Mari couldn’t keep from smiling, although she didn’t feel the slightest bit humorous. “Oh my God, no. I grew up right in the heart of the city. The only things coming out of the ground that weren’t parking meters were the occasional trees that the city planted, and they were so puny they hardly qualified as trees. My family lives in a row house, and my mother sometimes put a window box with flowers outside the front window, but she took care of keeping them alive.”

“You’ll have to come and see the place,” Carrie said. “I’ve pretty much talked Harper into letting me oversee the renovations, since I’m gonna be living there and she’s way busy at work.”

“Of course,” Mari said automatically.

“Great! We’re having a get-together at our place tomorrow. You’ll have to come and then I’ll take you on a tour.”

“Ah, I—”

“Oops—there’s my page,” Carrie said when a short, barrel-chested guy in a team shirt yelled and waved in their direction. “Come on.”

Carrie vaulted up a narrow aisle between the rows of benches toward the top of the bleachers and Mari hurried after. The stands were surprisingly crowded with men, women, and children talking, eating, and laughing. Sundown was at least two hours away and the air shimmered with heat.
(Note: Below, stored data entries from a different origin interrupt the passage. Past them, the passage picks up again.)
PR #625, opened 2023-06-15
Fix formatting

gsmet:


metacosm:
This has been addressed in #624. The issue was actually that CI wasn't actually building the proper branch but always building `main`. 🤦🏼

PR #650, opened 2023-07-10
fix: do not automatically stop Operator when it wasn't started automatically either

chendouble:
…tomatically configured


metacosm:
Good point. Thank for the catch!

PR #812, opened 2024-01-26
fix: helm chart generates invalid YAML when watching all namespaces

adutra:
When a reconciler is configured to watch all namespaces, a ClusterRoleBinding object is generated by
AddRoleBindingsDecorator, and it later gets appended to templates/kubernetes.yml by HelmChartProcessor.

However, that file becomes syntactically invalid because FileUtils.asYaml produces a top-level YAML array when passed a List. That's not what Helm expects.

When one tries to install the generated chart, the following error is returned:

     Error: INSTALLATION FAILED: YAML parse error on
     [...]/templates/kubernetes.yml: error unmarshaling JSON:
     while decoding JSON: json: cannot unmarshal array into
     Go value of type releaseutil.SimpleHead
     YAML parse error on [...]/templates/kubernetes.yml

### DIFF
--- a/common-deployment/src/main/java/io/quarkiverse/operatorsdk/common/FileUtils.java
+++ b/common-deployment/src/main/java/io/quarkiverse/operatorsdk/common/FileUtils.java
@@ -2,9 +2,7 @@ package io.quarkiverse.operatorsdk.common;
 
 import java.io.ByteArrayInputStream;
 import java.io.File;
-import java.util.List;
 
-import io.fabric8.kubernetes.api.model.HasMetadata;
 import io.fabric8.kubernetes.client.utils.KubernetesSerialization;
 
 public class FileUtils {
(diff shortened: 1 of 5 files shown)


adutra:
@csviri I wonder if the ClusterRoleBinding doc shouldn't be filtered out by `HelmChartProcessor#filterOutStandardResources`? It seems we already have an equivalent ClusterRoleBinding being generated in the `xyz-reconciler-crd-role-binding.yaml` file.

adutra:
I thought some more about this and figured that it made sense to exclude the generated cluster role binding.

I added another commit that excludes it, and enhances the test to produce some custom resources and check that they all get appended to kubernetes.yml.

csviri (approved):
Makes sense, and LGMT

metacosm (approved):
Thank you for your contribution!

PR #822, opened 2024-02-07
improve: use chart appVersion in labels

csviri:
drops redundant `Values.version`


metacosm (approved):
Looks OK to me but I'll let @jcechace give the last word on it.

csviri:
Will do also some additional testing before merge

PR #840, opened 2024-03-04
feat(ci): use latest OLM version

metacosm:


xstefank (approved):

metacosm:
Reasons of why OLM v1 doesn't work should be investigated.

xstefank:
I don't remember what was the issue with this but it seems to work now. Do you want to limit the version again or test both OLM latest v1 and 0.x?

metacosm:
Merging, let's see how things go moving forward.

PR #841, opened 2024-03-04
fix: add proper default install mode derived from watched namespaces

### LINKED ISSUE #839: CSV InstallMode is not correct by default and should take namespaces information into account
Right now, the install mode is only changed if CSVMetadata is provided and defaults to `AllNamespaces`, which isn't correct.

metacosm:
Fixes #839

### DIFF
--- a/bundle-generator/deployment/src/test/java/io/quarkiverse/operatorsdk/bundle/MultipleOperatorsBundleTest.java
+++ b/bundle-generator/deployment/src/test/java/io/quarkiverse/operatorsdk/bundle/MultipleOperatorsBundleTest.java
@@ -1,8 +1,7 @@
 package io.quarkiverse.operatorsdk.bundle;
 
 import static io.quarkiverse.operatorsdk.bundle.Utils.*;
-import static org.junit.jupiter.api.Assertions.assertEquals;
-import static org.junit.jupiter.api.Assertions.assertTrue;
+import static org.junit.jupiter.api.Assertions.*;
 
 import java.io.IOException;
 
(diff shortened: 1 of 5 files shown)


csviri (approved):

bundle-generator/deployment/src/test/java/io/quarkiverse/operatorsdk/bundle/sources/FirstReconciler.java
```diff
@@ -5,7 +5,7 @@
 import io.javaoperatorsdk.operator.api.reconciler.UpdateControl;
 import io.quarkiverse.operatorsdk.annotations.CSVMetadata;
 
-@CSVMetadata(name = "first-operator", version = FirstReconciler.VERSION)
+@CSVMetadata(name = "first-operator", version = FirstReconciler.VERSION, installModes = @CSVMetadata.InstallMode(type = "MultiNamespace", supported = false))
```
xstefank, line 8: Maybe there should be a public wrapper around the allowed type values.

xstefank (approved):

bundle-generator/deployment/src/test/java/io/quarkiverse/operatorsdk/bundle/MultipleOperatorsBundleTest.java
```diff
@@ -49,6 +48,13 @@ public void shouldWriteBundleForTheOperators() throws IOException {
         assertEquals(FirstReconciler.REPLACES, csv.getSpec().getReplaces());
         var bundleMeta = getAnnotationsFor(bundle, "first-operator");
         assertEquals(BUNDLE_PACKAGE, bundleMeta.getAnnotations().get("operators.operatorframework.io.bundle.package.v1"));
+        assertEquals(2, csv.getSpec().getInstallModes().size());
+        var installMode = csv.getSpec().getInstallModes().get(0);
+        assertEquals("AllNamespaces", installMode.getType());
```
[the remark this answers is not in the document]
metacosm: I'm always debating whether or not to use constants in the tests, especially when the tests are checking compatibility with an external service or spec. In this case, if we used a constant, and the constant value changed **but not the external spec**, then the test would still pass even though it would now output incorrect values.

bundle-generator/deployment/src/test/java/io/quarkiverse/operatorsdk/bundle/sources/FirstReconciler.java
metacosm: Do you mean like an enum or something like that?

metacosm:
Looks like the install mode is not supported: https://github.com/quarkiverse/quarkus-operator-sdk/actions/runs/10471449036/job/28998782965#step:32:134

xstefank:
@metacosm do you want to close this PR then?

metacosm:
Obsolete, to be revisited if needed.

Issue #738, opened 2023-10-16
CSVMetadata.name is confusing in some cases (e.g. when providing meta information for CRDs


jcechace:
`CSVMetadata.name` is used for several things currently

1. To set the bundle name
2. To group together various objects related to the same bundle

These points are in some way problematic

- A bundle name usually contains a version which changes over time, however the "grouping" identifier would ideally be static 
- In some cases the `CSVMetadata` annotation as a whole is used to provide metadata for just a part of the resulting `CSV`. Such is the case for `.spec.customresourcedefinitions.owned[]` property. However the CRD definitions in this case also contain a `name` attribute. While it doesn't make sense to change the value of this attribute, it is confusing when one uses the `CSVMetadata.name` over the CR Java class in order to group the metadata into the correct bundle. 

Related [discussion on Discord](https://discord.com/channels/723455000604573736/786172306804047932/1159503558836748328)

**Proposal:**

Introduce `CSVMetadata.bundle` which would act as the "grouping" identifier and have ``CSVMetadata.name` default to `CSVMetadata.bundle` when processing the top level `CSVMetadata` annotation (that is the instance placed over either the controller class or class implementing `SharedCSVMetadata`).

It might also be worth considering whether metadata for specific parts of `CSV` (e.g. the `customresourcedefinitions` should be set using the generic `CSVMetadata` annotation as in this case the majority of its attributes does not apply -- however I don't consider this to be a major issue if the above confusion is removed.

metacosm:
Let me know what you think about the PR, see if this improves things.

PR #851, opened 2024-03-15
feat: improve OLM support

metacosm:
- **feat: automatically add provider name and URL based on user and git repo**
- **feat(ci): validate all bundles except Joke that OLM v1 doesn't like**
- **feat: split name into bundle and csv names to avoid confusion**
- **fix: sanitize version**

### DIFF
--- a/bundle-generator/deployment/src/main/java/io/quarkiverse/operatorsdk/bundle/deployment/BundleProcessor.java
+++ b/bundle-generator/deployment/src/main/java/io/quarkiverse/operatorsdk/bundle/deployment/BundleProcessor.java
@@ -140,6 +140,7 @@ public class BundleProcessor {
             if (scmInfo != null) {
                 var origin = scmInfo.getRemote().get("origin");
                 if (origin != null) {
+                    System.out.println(origin);
                     try {
                         int atSign = origin.indexOf('@');
                         if (atSign > 0) {
@@ -149,7 +150,7 @@ public class BundleProcessor {
                         }
 
                         int dotGit = origin.indexOf(".git");
-                        if (dotGit < origin.length() - 1) {
+                        if (dotGit > 0 && dotGit < origin.length() - 1) {
                             origin = origin.substring(0, dotGit);
                         }
                         return origin;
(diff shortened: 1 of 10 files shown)


csviri (approved):

metacosm:
Fixes #738

bundle-generator/deployment/src/main/java/io/quarkiverse/operatorsdk/bundle/deployment/BundleProcessor.java
```diff
@@ -127,6 +139,37 @@ CSVMetadataBuildItem gatherCSVMetadata(KubernetesConfig kubernetesConfig,
         return new CSVMetadataBuildItem(csvGroups);
     }
 
+    private static String getDefaultProviderURLFromSCMInfo(ApplicationInfoBuildItem appConfiguration,
+            JarBuildItem jarBuildItem) {
+        final var maybeProject = KubernetesCommonHelper.createProject(appConfiguration, Optional.empty(),
```
jcechace, line 144: @metacosm need to be extremely careful here. This class uses Dekorate to get the URL info directly from local git config. Personally I consider this unexpected (compared to using VCS info from pom configuration) and it was also the source of the recent Quarkus CVE .

bundle-generator/deployment/src/main/java/io/quarkiverse/operatorsdk/bundle/deployment/BundleProcessor.java
```diff
@@ -127,6 +139,37 @@ CSVMetadataBuildItem gatherCSVMetadata(KubernetesConfig kubernetesConfig,
...
+                jarBuildItem.getPath());
+        return maybeProject.map(project -> {
+            final var scmInfo = project.getScmInfo();
+            if (scmInfo != null) {
+                var origin = scmInfo.getRemote().get("origin");
```
jcechace, line 149: Again.. same as with that CVE. We should make sure that this can be explicitly overridable -- there are cases when origin might point actually be a fork which one doesn't want to publicly advertise  (e.g. when builds are for whatever reason using a mirror URL or when you simply have manual steps in your workflow)

Naros: I absolutely must echo @jcechace concern here.  In almost all use cases, `origin` for me is my fork, and `upstream` refers to the public repository.

metacosm: Yes, it's very tricky so maybe I'll just remove this and let people deal with it manually instead…

metacosm: > Again.. same as with that CVE. We should make sure that this can be explicitly overridable -- there are cases when origin might point actually be a fork which one doesn't want to publicly advertise (e.g. when builds are for whatever reason using a mirror URL or when you simply have manual steps in your workflow)

Note that this is for the default value and is overridable using `@CSVMetadata` and its `provider` field. That said, this computed value might be faulty in many situations so it's best to remove it.

PR #856, opened 2024-03-20
fix: remove duplicated and wrong env variable

metacosm:
- **fix: properly log when helm generation is disabled**
- **fix: do not modify deployment as it is live and reused elsewhere**


csviri (approved):
LGTM

jcechace:
@metacosm LGTM. I will attempt to build QOSDK from sources and  try it against real source. 

If everything works, is there a chance for you to cut a release containing this fix later today / tomorrow?

metacosm:
> @metacosm LGTM. I will attempt to build QOSDK from sources and try it against real source.
> 
> If everything works, is there a chance for you to cut a release containing this fix later today / tomorrow?

That's the plan.

jcechace:
@metacosm Just tested the fix and all seems to be in order. Thanks for the quick fix!

PR #894, opened 2024-07-02
feat: configure max reconciliation interval via property

### LINKED ISSUE #893: Configuring `maxReconciliationInterval` at runtime
I couldn't find a way to set/override `maxReconciliationInterval` via a config property. It would be useful to allow an installer to override this at runtime when the value given in `@ControllerConfiguration` isn't suitable for a particular environment.

metacosm:
Fixes #893


MikeEdgar (approved):
Looks good, thanks @metacosm

csviri (approved):

PR #920, opened 2024-08-12
refactor: switch BundleGenerationConfiguration to ConfigMapping

metacosm:

### DIFF
--- a/bundle-generator/runtime/src/main/java/io/quarkiverse/operatorsdk/bundle/runtime/BundleGenerationConfiguration.java
+++ b/bundle-generator/runtime/src/main/java/io/quarkiverse/operatorsdk/bundle/runtime/BundleGenerationConfiguration.java
@@ -4,28 +4,29 @@ import java.util.List;
 import java.util.Optional;
 
 import io.quarkiverse.operatorsdk.annotations.CSVMetadata;
-import io.quarkus.runtime.annotations.ConfigItem;
 import io.quarkus.runtime.annotations.ConfigRoot;
+import io.smallrye.config.ConfigMapping;
+import io.smallrye.config.WithDefault;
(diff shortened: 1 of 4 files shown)


bundle-generator/runtime/src/main/java/io/quarkiverse/operatorsdk/bundle/runtime/BundleGenerationConfiguration.java
```diff
@@ -4,49 +4,47 @@
...
 
 import io.quarkiverse.operatorsdk.annotations.CSVMetadata;
-import io.quarkus.runtime.annotations.ConfigItem;
 import io.quarkus.runtime.annotations.ConfigRoot;
+import io.smallrye.config.ConfigMapping;
+import io.smallrye.config.WithDefault;
 
-@ConfigRoot(name = "operator-sdk.bundle")
-public class BundleGenerationConfiguration {
+@ConfigMapping(prefix = "operator-sdk.bundle")
```
gsmet, line 11:
```suggestion
@ConfigMapping(prefix = "quarkus.operator-sdk.bundle")
```

gsmet (changes requested):
Spotted an issue. Not sure if it's going to fix your problem.

Also if you're not always generating a BuildItem that will match, you need to inject it with `Optional<YourBuildItem>`.

bundle-generator/runtime/src/main/java/io/quarkiverse/operatorsdk/bundle/runtime/BundleGenerationConfiguration.java
metacosm: Thanks!

PR #924, opened 2024-08-14
feat: use run_name to output workflow parameters

xstefank:


metacosm (approved):
Nice, wasn't aware of this feature!

PR #927, opened 2024-08-20
feat: update to v2 version of Fabric8's CRD generator

metacosm:


jcechace:
@metacosm  @xstefank  unfortunately in case default value is  specified for a property v2 currently may render invalid CRD as the value for "default" field in the schema is always going to be String regardless of the type value.

metacosm:
I will see if we can configure which version of the CRD generator to use. Can you use the 6.9.0 version that just got released, targeting Quarkus 3.17 or would this need to be backported to 6.8?

PR #931, opened 2024-08-22
Support typeless kubernetes resources when generating manifests

chendouble:
Typeless kubernetes resource has no Group and Plural value, so generating wrong policy rule.

Commit summary:
1) Use ApiGroup value from GVK and '*' for Plural value if dependent resource is assignable from GenericKubernetesDependentResource 2) Merge verbs in rule for optimization if with same ApiGroups and Resources

### DIFF
--- a/core/deployment/src/main/java/io/quarkiverse/operatorsdk/deployment/AddClusterRolesDecorator.java
+++ b/core/deployment/src/main/java/io/quarkiverse/operatorsdk/deployment/AddClusterRolesDecorator.java
@@ -133,6 +133,12 @@ public class AddClusterRolesDecorator extends ResourceProvidingDecorator<Kuberne
         return clusterRoleBuilder.build();
     }
 
+    /**
+     * Remove duplicated rules with same groups and resources, from which merge all verbs
+     *
+     * @param collectedRules may contain duplicated rules with same groups and resources, but different verbs
+     * @return no duplicated rules
+     */
     @NotNull
     private static Set<PolicyRule> getNormalizedRules(Set<PolicyRule> collectedRules) {
         Set<PolicyRule> normalizedRules = new LinkedHashSet<>();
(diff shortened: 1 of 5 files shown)


core/deployment/src/main/java/io/quarkiverse/operatorsdk/deployment/AddClusterRolesDecorator.java
```diff
@@ -100,17 +121,59 @@ public static ClusterRole createClusterRole(QuarkusControllerConfiguration<?> cr
...
-        clusterRoleBuilder.addAllToRules(cri.getAdditionalRBACRules());
+        collectedRules.addAll(cri.getAdditionalRBACRules());
+        Set<PolicyRule> normalizedRules = getNormalizedRules(collectedRules);
+        clusterRoleBuilder.addToRules(normalizedRules.toArray(PolicyRule[]::new));
 
         return clusterRoleBuilder.build();
     }
 
+    @NotNull
+    private static Set<PolicyRule> getNormalizedRules(Set<PolicyRule> collectedRules) {
```
metacosm, line 137: Can you add tests for this method and maybe add more comments about what it's doing?

metacosm (changes requested):

core/deployment/src/test/java/io/quarkiverse/operatorsdk/test/OperatorSDKTest.java
```diff
@@ -108,6 +99,8 @@ public void shouldCreateRolesAndRoleBindings() throws IOException {
                             .filter(rule -> rule.getResources().equals(List.of(RBACRule.ALL)))
                             .anyMatch(rule -> rule.getVerbs().equals(List.of(UPDATE))
                                     && rule.getApiGroups().equals(List.of(RBACRule.ALL))));
+                    rules.stream().filter(rule -> rule.getApiGroups().equals(List.of(TypelessKubeResource.GROUP)))
```
metacosm, line 102: This is missing an assertion.

metacosm:
Generally speaking, I will have some improvements, especially after https://github.com/operator-framework/java-operator-sdk/pull/2515 is available in a release, as this will be more precise.

chendouble:
> Generally speaking, I will have some improvements, especially after [operator-framework/java-operator-sdk#2515](https://github.com/operator-framework/java-operator-sdk/pull/2515) is available in a release, as this will be more precise.

I agree.

metacosm:
Thank you for the improvements. However, I think that the merging of rules targeting the same apiGroup/kind should be done while we're gathering them, not after, as this would be clearer to understand, in my opinion. Would you mind modifying your PR to do that?

chendouble:
Maybe the naming is the key, not about before or after.

metacosm (approved):
Thank you!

“That’s Presley next to Abby,” Carrie said, pointing as she climbed, “and Harper’s sister Carson and her little boy next to her.” Carrie paused one row below Abby, next to Abby’s son and the Rivers girl, who Mari had first seen at the pizza place with Glenn. “Hey, move down, you two. This is my cousin Mari.”

Dutifully, the teens inched down and slid closer together to make room on the end.

“Thanks,” Mari said as she settled beside them.

“Hey—gotta go warm up,” Carrie announced to the world in general. “Everybody, meet Mari, my cousin!”

“Your cousin?” Presley said, obviously surprised, as she held out a hand to Mari. “Hi, I’m Carrie’s roomie, Presley.”